1 Anatomical Sciences Department, Faculty of Medicine, Jondi Shapoor Medical Sciences University, Ahwaz, Iran

2 Anatomical Sciences Department, Faculty of Medicine, Babol Medical Sciences University, Babol, Iran


Objective: Although in vitro studies have shown that high concentrations of glucose can induce dysmorphogenesis of the embryonic kidney, the possible adverse effects of exposure to intrauterine hyperglycemia on kidney development, especially in regard to nephrogenesis, has not been evaluated. The aim of this study is to investigate the effects of maternal diabetes on glomeruli structures of the offspring, focusing on the following parameters: glomeruli volume and number, mesangium volume, mesangial cell number and glomerular capillary volume.

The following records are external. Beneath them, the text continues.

PR #10577, opened 2019-12-05
Make ECDSA_size() use consistent asn1 encoder.

slontis:
ECDSA signature lengths are calculated using i2d_ECDSA_SIG().
i2d_ECDSA_SIG() was changed in a previous PR to use a custom ASN1 encoder (using WPACKET)
so that the normal ASN1 encoder does not need to be pulled into the provider boundary.
For consistency ECDSA_size() has been changed to also use i2d_ECDSA_SIG() - this can now
be used directly inside the FIPS provider.

##### Checklist

### DIFF
--- a/crypto/ec/ec_asn1.c
+++ b/crypto/ec/ec_asn1.c
@@ -1342,32 +1342,27 @@ int ECDSA_SIG_set0(ECDSA_SIG *sig, BIGNUM *r, BIGNUM *s)
     return 1;
 }
 
-#ifndef FIPS_MODE
-int ECDSA_size(const EC_KEY *r)
+int ECDSA_size(const EC_KEY *ec)
 {
-    int ret, i;
-    ASN1_INTEGER bs;
-    unsigned char buf[4];
+    int ret;
+    ECDSA_SIG sig;
     const EC_GROUP *group;
+    const BIGNUM *bn;
 
-    if (r == NULL)
+    if (ec == NULL)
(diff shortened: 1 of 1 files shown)


crypto/ec/ec_asn1.c
```diff
@@ -1342,32 +1342,27 @@ int ECDSA_SIG_set0(ECDSA_SIG *sig, BIGNUM *r, BIGNUM *s)
...
+    if (ec == NULL)
         return 0;
-    group = EC_KEY_get0_group(r);
+    group = EC_KEY_get0_group(ec);
     if (group == NULL)
         return 0;
 
-    i = EC_GROUP_order_bits(group);
-    if (i == 0)
+    bn = EC_GROUP_get0_order(group);
```
slontis: I was concerned there might be a off by 1 problem here if the order does not have the top bit set..
There are some curves that have 1FFFFF at the top but those one should be ok..

slontis: r & s are modulus of the order.. so should be  less than this upper value

kaduk:
(There's a typo "ECDA_size()" in the commit message)

slontis:
Updated the commit to remove the typo..

slontis:
ping

slontis:
rebased with no new changes to the code.

slontis:
Thanks romen. Merged to master.

PR #10580, opened 2019-12-05
Deprecate the low level AES functions 

mattcaswell:
Use of the low level AES functions has been informally discouraged for a
long time. We now formally deprecate them.

Applications should instead use the EVP APIs, e.g. EVP_EncryptInit_ex,
EVP_EncryptUpdate, EVP_EncryptFinal_ex, and the equivalently named decrypt
functions.

### DIFF
--- a/crypto/cms/cms_env.c
+++ b/crypto/cms/cms_env.c
@@ -671,6 +671,7 @@ static int cms_RecipientInfo_kekri_encrypt(const CMS_ContentInfo *cms,
         goto err;
     }
 
+    /* 8 byte prefix for AES wrap ciphers */
     wkey = OPENSSL_malloc(ec->keylen + 8);
     if (wkey == NULL) {
         CMSerr(CMS_F_CMS_RECIPIENTINFO_KEKRI_ENCRYPT, ERR_R_MALLOC_FAILURE);
@@ -683,6 +684,7 @@ static int cms_RecipientInfo_kekri_encrypt(const CMS_ContentInfo *cms,
         goto err;
     }
 
+    EVP_CIPHER_CTX_set_flags(ctx, EVP_CIPHER_CTX_FLAG_WRAP_ALLOW);
     if (!EVP_EncryptInit_ex(ctx, cipher, NULL, kekri->key, NULL)
             || !EVP_EncryptUpdate(ctx, wkey, &wkeylen, ec->key, ec->keylen)
             || !EVP_EncryptFinal_ex(ctx, wkey + wkeylen, &outlen)) {
@@ -690,6 +692,10 @@ static int cms_RecipientInfo_kekri_encrypt(const CMS_ContentInfo *cms,
         goto err;
     }
     wkeylen += outlen;
+    if (!ossl_assert((size_t)wkeylen == ec->keylen + 8)) {
+        CMSerr(CMS_F_CMS_RECIPIENTINFO_KEKRI_ENCRYPT, CMS_R_WRAP_ERROR);
+        goto err;
+    }
 
     ASN1_STRING_set0(kekri->encryptedKey, wkey, wkeylen);
 
--- a/crypto/cms/cms_env.c
+++ b/crypto/cms/cms_env.c
@@ -13,7 +13,7 @@
 #include <openssl/x509v3.h>
 #include <openssl/err.h>
 #include <openssl/cms.h>
-#include <openssl/aes.h>
+#include <openssl/evp.h>
 #include "cms_local.h"
 #include "crypto/asn1.h"
 #include "crypto/evp.h"
@@ -625,6 +625,23 @@ int CMS_RecipientInfo_set0_key(CMS_RecipientInfo *ri,
     return 1;
 }
 
+static const EVP_CIPHER *cms_get_key_wrap_cipher(size_t keylen)
+{
+    switch(keylen) {
+    case 16:
+        return EVP_aes_128_wrap();
+
+    case 24:
+        return EVP_aes_192_wrap();
+
+    case 32:
+        return EVP_aes_256_wrap();
+    }
+
+    return NULL;
+}
+
+
 /* Encrypt content key in KEK recipient info */
 
 static int cms_RecipientInfo_kekri_encrypt(const CMS_ContentInfo *cms,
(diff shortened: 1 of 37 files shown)


levitte:
`make update` needed

mattcaswell:
> make update needed

Unfortunately much more than that is needed. This PR just doesn't work at all with "no-deprecated". I'm working on it.

mattcaswell:
Temporarily I moved this into WIP because its currently broken. I've pushed a bunch of fixes for "no-deprecated" but there's still more to fix.

levitte:
The last commit added OPENSSL_SUPRESS_DEPRECATION a little all over the place.  Wouldn't the following be much simpler and easier to follow?

```
diff --git a/include/openssl/macros.h b/include/openssl/macros.h
index a38387f131..484d76c1e1 100644
--- a/include/openssl/macros.h
+++ b/include/openssl/macros.h
@@ -25,6 +25,9 @@
 
 /*
  * Generic deprecation macro
+ *
+ * If OPENSSL_SUPPRESS_DEPRECATED is defined, then DECLARE_DEPRECATED
+ * becomes a no-op
  */
 # ifndef DECLARE_DEPRECATED
 #  define DECLARE_DEPRECATED(f)   f;
@@ -43,6 +46,13 @@
 #  endif
 # endif
 
+/*
+ * If OPENSSL_SUPPRESS_DEPRECATED is defined, then turn off 'no-deprecated'
+ */
+#ifdef OPENSSL_SUPPRESS_DEPRECATED
+# undef OPENSSL_NO_DEPRECATED
+#endif
+
 /*
  * Applications should use -DOPENSSL_API_COMPAT=<version> to suppress the
  * declarations of functions deprecated in or before <version>.  If this is
```

mattcaswell:
You mean instead of the other changes in macros.h? Yes that could work.

levitte:
> You mean instead of the other changes in macros.h? Yes that could work.

And elsewhere.  Basically, you shouldn't need to check OPENSSL_SUPPRESS_DEPRECATE all over the place

mattcaswell:
Updated so that it should now work in both normal builds and no-deprecated builds. I've left this as WIP for now because it now incorporates the commits from #10606 and 10608. Once those are merged I will rebase this and take it out of WIP.

levitte:
I wouldn't mind if #10608 got reviewed. :wink:

mattcaswell:
Now that  #10606 and #10608 have been merged I've rebased this and taken it out of WIP.

Please review.

slontis:
travis isnt looking very healthly,
since deprecated warnings results in errors

crypto/cms/cms_env.c
```diff
@@ -625,56 +625,80 @@ int CMS_RecipientInfo_set0_key(CMS_RecipientInfo *ri,
...
-        CMSerr(CMS_F_CMS_RECIPIENTINFO_KEKRI_ENCRYPT,
-               CMS_R_ERROR_SETTING_KEY);
+    cipher = cms_get_key_wrap_cipher(kekri->keylen);
+    if (cipher == NULL) {
+        CMSerr(CMS_F_CMS_RECIPIENTINFO_KEKRI_ENCRYPT, CMS_R_INVALID_KEY_LENGTH);
         goto err;
     }
 
     wkey = OPENSSL_malloc(ec->keylen + 8);
-
```
slontis: The + 8 on the line above in the existing code looks a bit dangerous to me :)
Hopefully it equals wkeylen below.
A check might have been nice.

include/internal/deprecated.h
```diff
@@ -0,0 +1,29 @@
...
+ * this file except in compliance with the License.  You can obtain a copy
+ * in the file LICENSE in the source distribution or at
+ * https://www.openssl.org/source/license.html
+ */
+
+/*
+ * This header file should be included by internal code that needs to use APIs
+ * that have been deprecated for public use, but where those symbols will still
+ * be available internally. For example the EVP code need to use low level APIs
+ * that are otherwise deprecated.
```
levitte: Not to mention our provider code

levitte:
> travis isnt looking very healthly,
> since deprecated warnings results in errors

`crypto/aes/aes_cbc.c` needs to include `"internsl/deprecated.h`

crypto/cms/cms_env.c
mattcaswell: I added a comment about this, and later `ossl_assert` check

include/internal/deprecated.h
mattcaswell: I added that to this sentence

mattcaswell:
> crypto/aes/aes_cbc.c needs to include "internsl/deprecated.h"

Yes, and a couple of other spots. Now fixed.

Please take a look.

mattcaswell:

Ping?

include/crypto/ciphermode_platform.h
```diff
@@ -12,7 +12,8 @@
 
 # include "openssl/aes.h"
 
-# ifdef VPAES_ASM
+# ifndef OPENSSL_NO_DEPRECATED
```
slontis: Not quite sure I understand why the NO_DEPRECTAED is required in this internal file?
(This file is used also inside provider implementations).

mattcaswell: This file is included by e_camellia.c which does not include the "internal/deprecated.h" file, because it doesn't use any externally deprecated APIs. However this header file contains references to AES things that may not be defined in a no-deprecated build - and so the compiler complains loudly. Adding this guard means e_camellia.c compiles correctly. Another fix would be to instead include "internal/deprecated.h" in e_camellia.c - but I'd rather not do that.

levitte: cipher_platform.h should really be divided into algo specific headers.

mattcaswell: Maybe. But I'd see that as outside of the scope of this PR.

levitte: #10662

mattcaswell: Now that #10662 has gone in, this file no longer exists and these changes aren't necessary.

mattcaswell:
I've rebased this to pick up the changes from #10662. Please take another look.

mattcaswell:
Ping?

include/internal/deprecated.h
```diff
@@ -0,0 +1,29 @@
...
+/*
+ * This header file should be included by internal code that needs to use APIs
+ * that have been deprecated for public use, but where those symbols will still
+ * be available internally. For example the EVP and provider code needs to use
+ * low level APIs that are otherwise deprecated.
+ *
+ * This header *must* be the first OpenSSL header included by a source file.
+ */
+
+#ifndef OSSL_INTERNAL_DEPRECTATED_H
```
t8m: Typo: deprectated

mattcaswell: Fixed.

mattcaswell:
Fixup commit pushed addressing latest feedback comment.

mattcaswell:
Pushed. Thanks.

engines/e_padlock.c
```diff
@@ -7,6 +7,12 @@
  * https://www.openssl.org/source/license.html
  */
 
+/*
+ * This file uses the low level AES functions (which are deprecated for
+ * non-internal use) in order to implement the padlock engine AES ciphers.
+ */
+#define OPENSSL_SUPPRESS_DEPRECATED
```
paulidale: @mattcaswell does this work for an engine?
Won't the low level calls be hidden and non-resolvable?

mattcaswell: There are two scenarios:

1) Compilation when "no-deprecated" has been defined

2) Compilation when "no-deprecated" has not been defined

In the first case this PR changed Configure so that padlock never gets compiled. In the second case the low level calls are resolvable and we are only concerned about the deprecation warnings that the compiler will emit. This line is to suppress those.

paulidale: Thanks for the explanation, I missed the Configure change somehow.

Is this how we want to deal with engines that use deprecated APIs?  e.g. the e_dasync engine uses SHA-1 and I modified it to not over in #10791.

mattcaswell: In general no. I think where possible we should convert usage to use EVP instead. I took the decision not to do that with padlock because the usage was so extensive.

PR #10586, opened 2019-12-07
Make Windows build more robust for the ONECORE variant

haohui:
I am trying to build OpenSSL on Windows and have discovered two issues that prevent a successful build of the ONECORE variant:

1. The makefile fails to execute the binaries (e.g., `CC` / `CPP`) if there are spaces in the path.
2. The makefile misses the checks of whether the files exist when calling `copy.pl`.

This PR addresses the two issues above and improve the robustness of the build system.

### DIFF
--- a/Configurations/windows-makefile.tmpl
+++ b/Configurations/windows-makefile.tmpl
@@ -194,23 +194,22 @@ CPPFLAGS={- our $cppflags1 = join(" ",
                                   (map { " -I ".$_} @{$config{CPPINCLUDES}}),
                                   @{$config{CPPFLAGS}}) -}
 CFLAGS={- join(' ', @{$config{CFLAGS}}) -}
-LD={- $config{LD} -}
+LD="{- $config{LD} -}"
 LDFLAGS={- join(' ', @{$config{LDFLAGS}}) -}
 EX_LIBS={- join(' ', @{$config{LDLIBS}}) -}
 
 PERL={- $config{PERL} -}
 
-AR={- $config{AR} -}
+AR="{- $config{AR} -}"
 ARFLAGS= {- join(' ', @{$config{ARFLAGS}}) -}
 
-MT={- $config{MT} -}
+MT="{- $config{MT} -}"
 MTFLAGS= {- join(' ', @{$config{MTFLAGS}}) -}
 
-AS={- $config{AS} -}
+AS="{- $config{AS} -}"
 ASFLAGS={- join(' ', @{$config{ASFLAGS}}) -}
 
 RC="{- $config{RC} -}"
-RC={- $config{RC} -}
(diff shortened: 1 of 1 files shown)


Configurations/windows-makefile.tmpl
```diff
@@ -209,6 +209,7 @@ MTFLAGS= {- join(' ', @{$config{MTFLAGS}}) -}
 AS={- $config{AS} -}
 ASFLAGS={- join(' ', @{$config{ASFLAGS}}) -}
 
+RC="{- $config{RC} -}"
 RC={- $config{RC} -}
```
levitte: Shouldn't you remove the old RC?

haohui: Made a mistake during merging. It has been addressed in the newer version.

haohui:
Just wondering, any plan to merge this PR?

levitte:
We need another review, not just mine.  @openssl/committers?

(I hadn't updated the labels, done now)

levitte:
So FYI, @haohui, we apply a 24h grace period after the `approval: done` label has been set.  In other words, unless some reviewer has a different opinion, this gets merged tomorrow, same time as now.

Configurations/windows-makefile.tmpl
```diff
@@ -499,12 +500,16 @@ install_runtime_libs: build_libs
 install_programs: install_runtime_libs build_programs
 	@if "$(INSTALLTOP)"=="" ( $(ECHO) "INSTALLTOP should not be empty" & exit 1 )
 	@$(ECHO) "*** Installing runtime programs"
-	@"$(PERL)" "$(SRCDIR)\util\mkdir-p.pl" "$(INSTALLTOP)\bin"
-	@"$(PERL)" "$(SRCDIR)\util\copy.pl" $(INSTALL_PROGRAMS) \
+	@if not "$(INSTALL_PROGRAMS)"=="" \
```
mspncp: Just one more question, for my understanding: does the ONECORE build generate only libraries and no binaries? Or asking differently: why and when is  `$(INSTALL_PROGRAMS)` empty?

haohui: It’s orthogonal. No binaries will be generated when you specify no-apps or any other options imply that

levitte: With some configuration settings, "apps" is disabled, which results in an empty `$(INSTALL_PROGRAMS)`, so this actually clears a possible issue that has nothing per se to do with ONECORE....  except if you build for ARM, for which we mandate `no-stdio`, which in turn disables "apps"

mspncp: Thanks.

levitte:
Merged.

b5756085078f43c0a6c9a22ba6e87bc073515780 Make Windows build more robust

PR #10588, opened 2019-12-08
add extern "c" into sm2.h, sm3.h and sm4.h to make it can be called by c++ successfully

cyjseagull:


paulidale:
@mspncp is correct, these header files are internal.  If you are including them, you shouldn't.  Use the EVP APIs instead.

cyjseagull:
> @cyjseagull these are internal headers and not meant to be included by external applications or libraries. AFAIK, none of the internal headers has C++ guards.

In some cases, we need calls sm2_do_verify or sm2_do_sign directly to support Chinese-Crypto-Suites, I think it's better to expose these interfaces to high-level applications.

paulidale:
The header files in include/crypto are not intended for third part use, they are internal to OpenSSL and will change.  They will never be updated so they can be #incuded by applications.

If there is some functionality missing, it will need to be added elsewhere.
Can you be more specific about why Chinese crypto needs this so we've got an idea what is missing?

@mattcaswell, give the "suites" mention it's possibly TLS related.

cyjseagull:
> The header files in include/crypto are not intended for third part use, they are internal to OpenSSL and will change. They will never be updated so they can be #incuded by applications.
> 
> If there is some functionality missing, it will need to be added elsewhere.
> Can you be more specific about why Chinese crypto needs this so we've got an idea what is missing?
> 
> @mattcaswell, give the "suites" mention it's possibly TLS related.

You are right, it maybe need to be placed in elsewhere.
The other cases are that we need sign, verify message using sm2 and calculate hash use sm3, or encrypt/decrypt message use sm4.

cyjseagull:
> The header files in include/crypto are not intended for third part use, they are internal to OpenSSL and will change. They will never be updated so they can be #incuded by applications.
> 
> If there is some functionality missing, it will need to be added elsewhere.
> Can you be more specific about why Chinese crypto needs this so we've got an idea what is missing?
> 
> @mattcaswell, give the "suites" mention it's possibly TLS related.

By the way, is the performance of openssl-1.1 higher than openssl-1.0.2 ?

beldmit:
> The other cases are that we need sign, verify message using sm2 and calculate hash using sm3, or encrypt/decrypt message using sm4. It will convenient for us if you expose it to the app direclty.

EVP interface should fit these purposes. If not, please let us know what's the exact problem.

mattcaswell:
> The other cases are that we need sign, verify message using sm2 and calculate hash using sm3, or encrypt/decrypt message using sm4. It will convenient for us if you expose it to the app direclty.

All of these things should be possible already using the EVP APIs.

paulidale:
Raw performance should be as good or better than 1.0.2, however there are additional overheads for setting up and tearing down algorithms.  This means the actual performance will vary depending on the specific application.

We'll need a lot more specific details (ideally, example code) to understand why the existing EVP APIs are not capable of doing what you require.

Materials and Methods: Before mating, fifteen female Sprague Dawley rats, divided into three groups, were diabetes induced by a single intraperitoneal dose of 65 mg/ kg streptozotocyn (STZ). After 30 days of breast feeding, ten offsprings from each group (two per mother) were randomly selected for kidney removal. The kidneys were weighed and their tissues were processed for light microscopy. Glomerular features were evaluated quantitatively using dissection as well as the Cavalieri method and were then compared with sham and control groups.
Results: At birth, the mean body weight of diabetic mothers’ offspring (DO) was significantly lower than that of the control group’s offspring (CO) and sham group’s offspring (SO) (p=0.001), however, the mean body weight of the 30 day-old DO was not lower than that of CO and SO (p>0.05). The total renal volumes, cortical volumes, glomerular mean and total volumes, total mesangeal volumes, total capillary volumes and total glomerular numbers were significantly lower in the DO than in CO and SO (p<0.05). The numerical density of glomeruli and mesangial cells per glomeruli were significantly greater in DO than in CO and SO (p<0.05).
Conclusion: We concluded that intrauterine hyperglycemia is accompanied by a nephron deficit which may not be compensated within the first 30 days after birth.